Overview of the Publication
The resource is an academic article titled “Turning Tactics into Strategy: The Right to Stay Put and the Decommodification of Housing in Barcelona.” It is published by Critical Housing Analysis and authored by Luisa Rossini (ICS University of Lisbon) and Gabriele D’Adda (Politecnico di Torino). Both authors are active researchers in urban social movements and housing policy, and their affiliations indicate expertise in European housing issues. The article appears in Volume 12, Issue 1 (2025), pages 89‑101, and is available online through the publisher’s website and a public Vercel storage link.
Context of Barcelona’s Housing Crisis
Barcelona has faced severe housing precarity amplified by the 2007‑2008 global financial crisis, which enabled international financial actors to enter the Spanish real‑estate market. Between 2014 and 2020, purchase prices rose 38.7 % and new rental prices 39.6 %, far outpacing pre‑crisis levels. Social rental housing accounts for only 1.5 % of the city’s stock, well below the EU average of 9.3 % and France’s 14 %. Short‑term rental platforms such as Airbnb have intensified speculation, while REITs (SOCIMIs) have attracted large capital, further driving gentrification and evictions.
Grassroots Tactics and Their Evolution
Housing movements in Barcelona have employed a range of tactics: building occupations, “blocks in struggle,” legal mobilisations, and media campaigns. A notable tactic is the use of the right of first refusal and pre‑emption (tanteo y retracto), originally introduced by Catalan law 18/2007. This tool enables public administrations or cooperatives to purchase properties threatened with speculative sale, helping to preserve affordable housing and prevent evictions. Cases such as Aragó 477, Block Ruth, and Casa Orsola illustrate how occupations combined with legal pressure led to municipal acquisition or negotiated social‑rent contracts.

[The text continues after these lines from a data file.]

Issue #926, opened 2020-03-15
[macOS Catalina 10.15] Only the bottom left quadrant of the screen is used


PetrBo:
Hello,
the `osgviewer` draws the scene only in the bottom left quadrant of the screen on macOS 10.15 Catalina (see the image). I have tried to build OSG  from the latest source 3.7.0, as well as the stable 3.6.5 version – nothing helped.

It seems it is somehow related to the issue:
- https://github.com/ioquake/ioq3/issues/422
- https://github.com/redeclipse/base/issues/920

<img width="1440" alt="macos_catalina" src="https://user-images.githubusercontent.com/5457878/76705366-d8d80f80-66df-11ea-92e0-d884c0aff4aa.png">

robertosfield:
I don't have an macOS system or expertise with macOS so have to defer to Mac users to figure out things.  My guess is that Apple have changed the way they manage the scaling of the display, I believe there is already code in osgViewer's Mac support for this, but Apple have a habit of moving the goal posts so it might be worth having a look at the OpenSceneGraph/src/osgViewer/GraphicsWindowCocoa.mm source to see what t's doing now, and then have a to see if any of these API have changed or new API introduced by Apple in recent revs that deprecate the original API usage.

tkittel:
Just to confirm that we see the same issue in our OSG-based application, also starting with OSX 10.15 Catalina. Indeed, this "moving the goal posts" seems to be a major sport at Apple.

PetrBo:
Hi, so I solved the issue by following (thanks @robertosfield for pointing out the `GraphicsWindowCocoa.mm`):

- in `OpenSceneGraph/src/osgViewer/GraphicsWindowCocoa.mm` I have added the line
`[_view setWantsBestResolutionOpenGLSurface: NO];`

- under the block:

```
[_view setAutoresizingMask:  (NSViewWidthSizable | NSViewHeightSizable) ];
[_view setGraphicsWindowCocoa: this];
[_view setOpenGLContext:_context];
```
Probably it's not the "ultimate" solution, but as a quick fix good enough.

openscenegraph:
Good to hear you've found a workaround.  Could you post a PR for this fix
so others can try out the fix to see it works fine on different macOS
versions and other software.  Thanks,

tkittel:
[...]

PR #944, opened 2020-04-18
[macosx 10.15] Fix GC resize issue #926 from @PetrBo and @tkittel

remoe:
made by @PetrBo @tkittel

Not tested with older MacOSX


robertosfield:
Do you think it's safe to apply to the 3.6 branch, and likely to work with older MacOSX?

tkittel:
It looks safe to me, but I currently have no way to verify.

Key Data on Legal Instruments and Outcomes
- Municipal acquisition of Casa Orsola: €9.2 million purchase secured social rental contracts for all tenants.
- Lioness Inversiones acquisition: 27‑unit building faced eviction threats; activist pressure resulted in city‑funded purchase.
- Tanteo y retracto limitation: municipalities must pay full market price; high acquisition costs often render the tool financially unfeasible.
- Social‑rent contracts: Catalan laws 24/2015 and 1/2022 obligate major landlords to offer social rent before eviction, yet compliance is inconsistent.
Collaboration Between Movements and Institutions
The article highlights growing cooperation between tenant unions, housing cooperatives, and municipal authorities. Cooperative models use the pre‑emption right to acquire buildings at lower cost, then manage them under a “cesión de uso” (use‑right) regime. Public‑private partnerships, such as the collaboration between Barcelona City Council and the non‑profit Habitat 3, demonstrate a strategic shift from purely confrontational actions to institutional engagement, facilitating the de‑commodification of housing stock.
Implications for Sustainable Housing Across Europe
Barcelona’s experience offers a replicable framework for other European cities confronting similar financialisation pressures. The combination of grassroots mobilisation, legal tools like tanteo y retracto, and co‑operative ownership aligns with sustainability goals by reducing the need for new construction, preserving existing urban fabric, and promoting long‑term affordable housing. The article underscores that effective de‑commodification requires political will, adequate funding, and integration of these tactics into broader housing strategies to achieve systemic change.
Conclusion and Future Directions
The study concludes that while grassroots tactics have successfully pressured authorities and secured concrete housing outcomes, structural challenges remain. High market prices, bureaucratic hurdles, and limited municipal resources constrain the scalability of pre‑emption mechanisms. Nonetheless, the documented cases illustrate a viable pathway for transforming tactical resistance into strategic policy influence, offering valuable insights for pan‑European stakeholders seeking sustainable, equitable housing solutions.